Neil Shering of Capital Economics talks to Tomas Hirst about how Russia will tackle its budget deficit.
Q. The financial crisis took a particularly severe toll on the Russian economy, swinging the federal budget sharply from years of surplus into deficit territory. What is the scale of country’s budget deficit?
A. Last year the deficit was 5.9% of GDP. This was down from a surplus of 4.8% in 2008 and a surplus of over 5% in 2007.
In terms of where the country is heading this year, it will depend heavily on your view of oil prices. You would need to get oil back to between $90 to $100 a barrel to balance the budget but our view is that it will fall far short of this.
Projections from the Russian Finance Ministry suggest a deficit of 5% this year falling to 3.6% in 2011.
Q. The Russian government has proposed a sale of state-owned assets to raise capital to plug the deficit. Is the asset sale going to be sufficient to accomplish this goal?
A. This depends on who you talk to in Russia. Assuming they raise the $29 billion (£18 billion) figure suggested by press outlets, it would only account for 2% of this year’s budget deficit.
Since the sales are supposed to be carried out over the next three years they will fall short of fully addressing the problem. It will simply not be enough.
Q. Some commentators have argued that the sale of state-owned assets might lead to the government stepping away from direct influence in the economy and allow for broader economic reforms. How plausible are these arguments?
A. It is an important first step but it is still too early to say whether it represents a broader shift towards greater liberalisation in Russia.
The government is split between the Economy Ministry and the Finance Ministry. Officials in the Economy Ministry are pushing for the scale of asset sales to be limited with the government retaining at least a 75% stake in the companies while [Alexei] Kudrin [Russia’s minister of finance] is proposing the Kremlin keep 51%.
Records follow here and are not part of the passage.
Issue #1861, opened 2026-08-15
Hermes Health.ts: false 'down' after a supervisor restart, 'degraded' for any idle gateway after 15 quiet minutes


hjbrandt:
**Version:** v7.40.4
**File:** `LifeOS/install/LIFEOS/HERMES/Health.ts`

Two related problems, both from treating `gateway_state.json` as ground truth for liveness:

**(a) False "down" after a supervisor restart.** Liveness is derived solely from the pid recorded in `gateway_state.json` (`pidAlive` → else status `"down"`). But that file is written by the gateway on its own cadence — after a `launchctl kickstart`-style restart, the file still holds the previous (dead) pid until the new process next writes state. During that window `Health.ts` reports the gateway down while the replacement process is demonstrably running (process table + supervisor both show it; the next state write clears the false alarm).

Suggested: when the recorded pid is dead but the supervisor still has the job loaded, cross-check the process table (or report `"restarting"`) instead of declaring `"down"` on the stale pid alone.

**(b) Idle gateways degrade after 15 minutes.** `STATE_STALE_MS = 15 * 60 * 1000`, and a live pid with stale state pushes a problem line — and any problem line flips status to `"degraded"`:

```ts
if (pidAlive && stateAgeMs !== null && stateAgeMs > STATE_STALE_MS) {
  problems.push(`gateway_state.json last written ${…}m ago`);
}
// …
: platforms.some((p) => p.state === "fatal") || problems.length > 0 ? "degraded" : "up";
```

The state file updates on gateway activity, not on a fixed heartbeat — so a healthy gateway that simply receives no messages for a quiet quarter-hour reports degraded. Monitoring that cries wolf on idle teaches operators to ignore it.

Suggested: make state-file age informational (report it, don't degrade on it), or key the threshold to an actual heartbeat cadence if the engine has one.

danielmiessler:
Fixed in source: a dead recorded pid with a supervised job now cross-checks the supervisor's live pid and reports `restarting` instead of `down`, and state-file age on a live pid is informational instead of a degrade (`LIFEOS/HERMES/Health.ts`). Monitoring that cries wolf on idle teaches operators to ignore it—agreed, and that line is basically in the fix comment now. Thanks.

PR #2028, opened 2026-08-30
fix(hermes): measure gateway liveness from the event-loop heartbeat, not the turn-boundary state file

kirmalyshev:
## The bug

`checkHermesHealth()` ages `gateway_state.json` and reports `degraded` past `STATE_STALE_MS` (15 min).

That file is not a heartbeat. `gateway/run.py`'s `_persist_active_agents()` is documented as running "at every turn boundary (a running-agent slot is claimed or released)". A gateway nobody has messaged legitimately never touches it. So **any idle install reports `degraded` after 15 minutes of perfect health, and stays that way** until someone sends a message.

## The fix

The event loop already writes `<HERMES_HOME>/state/gateway.heartbeat` — `shutdown_watchdog.py` describes it as the event-loop heartbeat, and it ticks without traffic. `Health.ts` referenced `gateway_state.json` four times and the heartbeat zero times.

This reads the heartbeat for liveness and keeps `gateway_state.json` for pid, platforms, and active agents, which is what the two files are actually for. The heartbeat is trusted **only when its `pid` matches the pid just probed**, so a leftover file from a dead gateway cannot vouch for a live one, and it falls back to the old field when no matching heartbeat exists.

It also guards a NaN case that predates this change: `Date.parse` returns `NaN` on an unrecognised stamp, and `NaN > STATE_STALE_MS` is **false**, so an unreadable `updated_at` silently disabled the staleness check and reported a healthy gateway. Unknown age is now its own problem — the same false-green this file's header says it exists to prevent.

## Reproduction

Real install, gateway alive, telegram connected, event loop last ticked 4 seconds before the probe:

```
before   🟡 gateway up · 1/1 channels · 1 issue
         ! gateway_state.json last written 84m ago
after    🟢 gateway up · 1/1 channels          problems: []
```

Corrupt heartbeat stamp, same install:

```
before   status: up        problems: []
after    status: degraded  problems: ["state/gateway.heartbeat has an unreadable updated_at (not-a-timestamp)"]
```

## Note

The 7.40.4 zero-token heartbeat (calendar/mail/queue pre-run ticks every ten minutes) masks this, because those ticks are turns that refresh `gateway_state.json`. Installs without them configured see it permanently.

### DIFF
--- a/LifeOS/install/LIFEOS/HERMES/Health.ts
+++ b/LifeOS/install/LIFEOS/HERMES/Health.ts
@@ -3,12 +3,13 @@
  * Health — one deterministic read of whether the Hermes sidecar is actually up.
  *
  * The sidecar is a separate process tree with its own supervisor, so "is it
- * running" has three independent answers that can disagree, and the disagreement
+ * running" has four independent answers that can disagree, and the disagreement
  * is the interesting part:
  *
  *   1. the supervisor (launchd/systemd) thinks it has a job
  *   2. `gateway_state.json` says a pid was running as of some timestamp
  *   3. that pid is, right now, alive
+ *   4. `state/gateway.heartbeat` says the event loop ticked recently
  *
  * A gateway in a crash loop satisfies (1) and (2) continuously while being down
  * essentially all the time — which is exactly how it went unnoticed on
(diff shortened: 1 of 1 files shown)


danielmiessler:
Superseded by the 08-17 change that stopped degrading on state-file age (#1861); as written this would promote that note back to degraded. The pid-matched heartbeat read is a good idea and I'll take it as the note's source when I'm next in that file, with credit. Closing, thanks.

PR #2029, opened 2026-08-30
fix(satisfaction): stop scoring numbered instructions and menu selections as ratings

kirmalyshev:
## The bug

`parseExplicitRating` treats a leading 1-10 as an explicit satisfaction rating. On one install, **8 of the 8 explicit ratings ever recorded were false** and none were genuine.

Two failure modes, neither covered by the #1670 / #1703 guards:

| input | parsed as |
|---|---|
| `1 commit and push` | rating **1/10**, comment `commit and push` |
| `one commit and push` | rating **1/10**, comment `commit and push` |
| `1` answering a menu the assistant just offered | rating **1/10** |

The last one is common: the assistant offers `1. …  2. …`, the user types `2`, and that becomes a 2/10.

## Why it matters more than a bad number

The damage compounds downstream. Every rating under 5 writes a `LEARNING_low-rating-*.md`, and every rating under 4 fires a full `FailureCapture` with an LLM-written failure title. So a successful session acquires an invented failure. A real example from the affected install:

```
commit-and-push-requested-but-conversation-shows-unresolved-symlink-conflicts
```

Nothing went wrong in that session. The "unresolved conflicts" were an installer correctly refusing to clobber symlinks it did not create. The learning corpus is now carrying a fabricated lesson about a non-event.

## The fix

Two guards:

1. A trailing comment is honoured only on the unambiguous `N/10` form. A bare number carries no evidence of intent, so anything trailing it is an instruction, not a rating comment.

At the moment the tone coming from the country suggests the government is leaning towards a more gradualist approach. Kudrin, however, is still pushing for a larger scale and it’s not quite clear yet who will win. (article continues below)
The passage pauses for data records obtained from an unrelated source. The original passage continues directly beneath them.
PR #2030, opened 2026-08-30
fix: create parent dir before writing state files

abseg:
## Problem

Nine tools and hooks write to paths under `LIFEOS/MEMORY/STATE` and `LIFEOS/OBSERVABILITY` whose parent directory git cannot carry, because git does not track empty directories. On a fresh clone — or any install where the directory has not happened to be created by some other code path first — the write throws `ENOENT` and the feature silently does nothing.

`SessionRename` is the clearest case: every rename lands nowhere because `MEMORY/STATE/` does not exist yet.

## Fix

Each write site calls `mkdirSync(dirname(path), { recursive: true })` immediately before the write. The call is a no-op when the directory already exists, so existing installs see no behaviour change.

## Files

`DoctrineReplay` · `GenerateKnowledgeSchemaDoc` · `MemoryRestore` · `ProposalGC` · `SessionProgress` · `SessionRename` · `UpdateModels` · `UsageAggregator` · `hooks/handlers/UpdateCounts`

## Verification

All nine parse-check clean (`bun build --target=bun`). Imports are merged into each file's existing `fs`/`path` import lines, matching that file's own quote and specifier style rather than adding a second import group.

+28 / -17 across 9 files. No behaviour change beyond the directory creation.

### DIFF
--- a/LifeOS/install/LIFEOS/TOOLS/DoctrineReplay.ts
+++ b/LifeOS/install/LIFEOS/TOOLS/DoctrineReplay.ts
@@ -19,8 +19,8 @@
  *   bun DoctrineReplay.ts sample [--n 24] [--out <path>]   # emit manifest JSON
  *   bun DoctrineReplay.ts sample --json                    # manifest to stdout only
  */
-import { readdirSync, readFileSync, statSync, writeFileSync } from "node:fs";
-import { join } from "node:path";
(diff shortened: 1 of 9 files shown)


danielmiessler:
Ported eight of nine hunks with credit (GenerateKnowledgeSchemaDoc already had its mkdir). Closing, next release. Thanks.

PR #2031, opened 2026-08-30
fix: detect forked subagents from the hook payload, not env alone

abseg:
## Problem

`isSubagentContext()` tests environment variables only. A forked subagent does not reliably set any of them — including `CLAUDE_CODE_FORK_SUBAGENT` — and it shares the parent's `session_id` byte for byte. Measured live: a fork's `PostToolUse` hook process had every marker in the union unset.

So the test returns `false` inside a fork, and every consumer treats the fork as the main session:

- **PostToolObserver** injected main-session nudges and the SYSTEM line into a fork's own transcript.
- **ISASync** injected the ascent strip there too.
- **ConfigEvalFire** spawned the entire behavioural regression suite when a fork touched a sentinel file.

This is the residual half of #1831: the fork marker was added for exactly this, and on at least some runtimes it is never set.

## Fix

`PostToolUse` carries `agent_id` / `agent_type` for delegated calls and omits them in the main session, which makes the payload the reliable signal.

`isSubagentContext()` now takes the parsed hook input as an optional first argument and returns `true` when either field is present. The environment union is unchanged and still covers the non-fork delegate families and standalone runs, where no payload exists. Existing no-argument callers keep working — the parameter is optional, so this is not a breaking change.

The three consumers above pass their already-parsed `input` through. `ConfigEvalFire.readInput()` is widened to carry the two fields.

## Scope note

In `ISASync`, only the ascent strip is gated. `syncToWorkJson` is deliberately left ungated and never was gated: a fork editing an ISA is real work on the run, and its progress belongs in `work.json`. Only the strip is per-context, so only the strip is gated.

## Verification

All four files parse-check clean (`bun build --target=bun`). `input` is confirmed in scope at each insertion site, and no duplicate imports are introduced.

### DIFF
--- a/LifeOS/install/hooks/ConfigEvalFire.hook.ts
+++ b/LifeOS/install/hooks/ConfigEvalFire.hook.ts
@@ -1,6 +1,6 @@
 #!/usr/bin/env bun
 /**
- * @version 1.0.1
+ * @version 1.1.0
  * ConfigEvalFire — PostToolUse(Write|Edit) hook that fires the {{DA_NAME}} behavioural
  * regression suite when a behaviour-defining file changes.
  *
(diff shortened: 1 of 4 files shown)


danielmiessler:
Thanks for this. The flag half landed 08-17 under #1864, and the stdin signal (agent_id / agent_type / SessionStart source=fork) went in via #1958 with credit to you as well. I didn't take the composer-wide exit: LoopDetector and AlgorithmNudge deliberately process delegate events, and that gate would have silenced them. Closing.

Q. What are the key stumbling blocks that might limit the size of the programme or threaten it altogether?
A. The big problem with all of this is that there are too many vested interests in keeping the status quo. There is a deep-seated rigidity in the politics around these institutions, particularly with the so-called “strategic industries” in the natural resources area.
Even if the Finance Ministry wins the debate, the government will still hold a controlling stake in these businesses. Given that 51% is the same stake the Kremlin holds in Gazprom, the evidence suggests it will not affect the way in which they act towards them.
It would take large-scale political and business culture reform for this enterprise to directly lead to a longer-term structural shift. There is little sign that this is what is happening.
Q. Given the size of the hole in Russia’s federal budget, is it surprising that the plans have caused such a debate within Kremlin ranks?
A. I think it’s more that the political incentive of retaining controlling stakes in what the government sees as strategic assets is outweighing the financial demands posed by the deficit.
They are keen to avoid being seen to make the same mistakes of the mid-1990s where state assets were sold off to powerful oligarchs and eventually had to be wrested back from them.
Of course, many of the comparisons being made between what happened under Yeltsin and the current situation are misguided. Russian financial markets have matured over the past decade and the government has been careful to build up foreign currency reserves to protect the country against external shocks.
What we are seeing now is not a fire sale of assets but an attempt to plug a temporary hole in government finances without dipping back into the reserve pool.
Q. Rosneft, Russia’s state-owned oil producer and one of the companies linked with the asset sale, appeared to link the move with a review of Russia’s windfall tax on oil profits, which mean the government takes 90% of profits above $25 a barrel. Is this an area that is likely to be looked at?
A. The government is really caught between a rock and a hard place on this issue. They have tried to insulate the economy from oil price volatility and came to the conclusion that the best way of doing this was by introducing a windfall tax. This means that they can build up counter-cyclical reserves when the oil price is high and use them to soften the blow when prices fall.
Removing this buffer could cause significant concerns for an economy that is heavily reliant on commodities.
That said if the oil price started to trend higher over the medium to long term there might be a case to review the level at which the windfall tax kicks in for producers.
Q. Might the government use this opportunity to raise money in international markets to help get stalled infrastructure projects moving after state funding was cut in the last budget?
A. If they’re raising capital to plug the deficit then it would be counterproductive to raise government spending on infrastructure. I think we are unlikely to see any moves in that direction until the budget deficit is brought down.
Q. Could the sale be a positive move for investors aiming to increase their exposure to higher-quality businesses in Russia?
A. So far, companies in which the government holds a majority stake have not really paid out to investors. With the government appearing set to keep their majority stakes it looks as if they might not present great opportunities for foreign investors.